[Collected data]

Issue #16132, opened 2020-12-09
Add transformer to prefill has_listed_versions / has_unlisted_versions for a queryset


diox:
In a few places we call `has_listed_versions` / `has_unlisted_versions` for each add-on in a list. This is super inefficient because it will generate 1 or 2 queries (that just do a `.exists()`) for each add-on (for listed we have a shortcut that'll return `True` when there is a `current_version`, but we don't have that possibility for unlisted)

We should have a transformer to do that on a list, supporting the optional `include_deleted` argument as well (which the admin/reviewer tools need). It would prefill some kind of cache the method could then use.

diox:
This is less useful than I'd like - in reviewer tools, this doesn't help the Scanners & MAD queues, because they used a different query, filtering also on the presence of an additional field (`needs_human_review` or `reviewerflags__needs_human_review_by_mad`) and displaying a count. On the review page, we're only dealing with a single add-on so it doesn't matter.

The one place that would benefit though, is the add-on changelist admin. Not as important, but it's used in popup mode to select an add-on so it does matter a bit.

diox:
QA: addon list/detail in admin pages and reviewer tools queues (particularly flagged by scanners/need human review) should still work correctly after this. It's unlikely you'd notice the perf difference on dev/stage.

ioanarusiczki:
@diox
I verified on -dev - FF84(Win10) and it looks good to me.
- the django admin list has an extra column "Authors" but it's probably expected.
- rev tools pages look alright, Flagged for Human Review takes some time to load on both dev and stage (-dev is loading a bit faster but still takes a while).

PR #16133, opened 2020-12-09
Expose authors (and their role, included deleted) in add-on admin list

diox:
In user admin:
Screenshot_2020-12-09 Change user profile Django site admin
In add-on admin changelist (regardless of whether there is any filtering applied):
Screenshot_2020-12-09 Select addon to change Django site admin


src/olympia/addons/admin.py
```diff
@@ -194,10 +198,38 @@ def wrapper(*args, **kwargs):
...
+                    (
+                        urljoin(
+                            settings.EXTERNAL_SITE_URL,
+                            reverse(
+                                'admin:users_userprofile_change',
+                                args=(author.pk,)
+                            ),
+                        ),
+                        author.email,
+                        dict(amo.AUTHOR_CHOICES_UNFILTERED)[author.role],
```
eviljeff, line 220: `author.get_role_display()`?

eviljeff: Oh, you can't do that because it's not an `AddonUser` instance, hmm.

src/olympia/users/admin.py
```diff
@@ -287,18 +287,28 @@ def has_active_api_key(self, obj):
...
-    addons_created.short_description = _('Addons')
+    collections_authorship.short_description = _('Collections')
+
+    def addons_authorship(self, obj):
+        non_deleted_authorship_count = Addon.unfiltered.filter(
+            addonuser__user=obj).exclude(
+            addonuser__role=amo.AUTHOR_ROLE_DELETED).count()
+        deleted_authorship_count = Addon.unfiltered.filter(
+            addonuser__user=obj,
+            addonuser__role=amo.AUTHOR_ROLE_DELETED).count()
```
eviljeff, line 300: I don't suppose there's a way to do this in a single query?  Something like `.values_list('addonuser__role', flat=True)` and count the roles in the response?

src/olympia/addons/admin.py
```diff
@@ -177,8 +180,9 @@ class Media:
         }))
     actions = ['git_extract_action']
 
-    def queryset(self, request):
-        return models.Addon.unfiltered
+    def get_queryset(self, request):
+        return Addon.unfiltered.all().only_translations().transform(
+            Addon.attach_all_authors)
```
eviljeff, line 185: This is going to change the queryset for the `change_view` too and we don't need to attach_all_authors there (... right??) 

I'm assuming it's not a terrible thing anyway, including bypassing the usual Addon transforms, as the tests pass and the query count seems to have gone down for the `change_view`.

src/olympia/addons/tests/test_admin.py
```diff
@@ -497,20 +497,24 @@ def test_query_count(self):
         self.grant_permission(user, 'Addons:Edit')
         self.grant_permission(user, 'Admin:Advanced')
         self.client.login(email=user.email)
-        with self.assertNumQueries(26):
+        with self.assertNumQueries(20):
```
eviljeff, line 500: Can we have a test that confirms `assertNumQueries` for the list view?

eviljeff (approved):

src/olympia/addons/admin.py
diox: Yeah...

src/olympia/users/admin.py
diox: I'd like to avoid doing this in case there are a lot of results. But there might be a clean way with some aggregation trickery, I'm not sure (it might not work in MySQL). I'll check.

src/olympia/addons/tests/test_admin.py
diox: That's my FIXME below - it will still be terrible while https://github.com/mozilla/addons-server/issues/16132 isn't fixed (next on my todo list) but I'll add that yeah.

src/olympia/users/admin.py
eviljeff: `.aggregate(Count('role'))` maybe?

src/olympia/addons/admin.py
diox: Yeah. Ideally we'd either be able to change the queryset for a given view or the inline for the authors would be able to use `all_authors` (or we'd be able to use `prefetch_related()`). But I don't think you can do either of these things in a clean/satisfying/safe way, so I figured I would live it like that for now.

src/olympia/users/admin.py
diox: ae19826171ff10f1aed282c53f351b75e58b26d4

src/olympia/addons/tests/test_admin.py
diox: e99376e1578c0b9a1f2eb6f8aaf1d059aa5ca05b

■ **Work to be completed**
Wherever a line in the records contains the word "args", copy that line.

■ **Response**
@@ -194,10 +198,38 @@ def wrapper(*args, **kwargs):
+                                args=(author.pk,)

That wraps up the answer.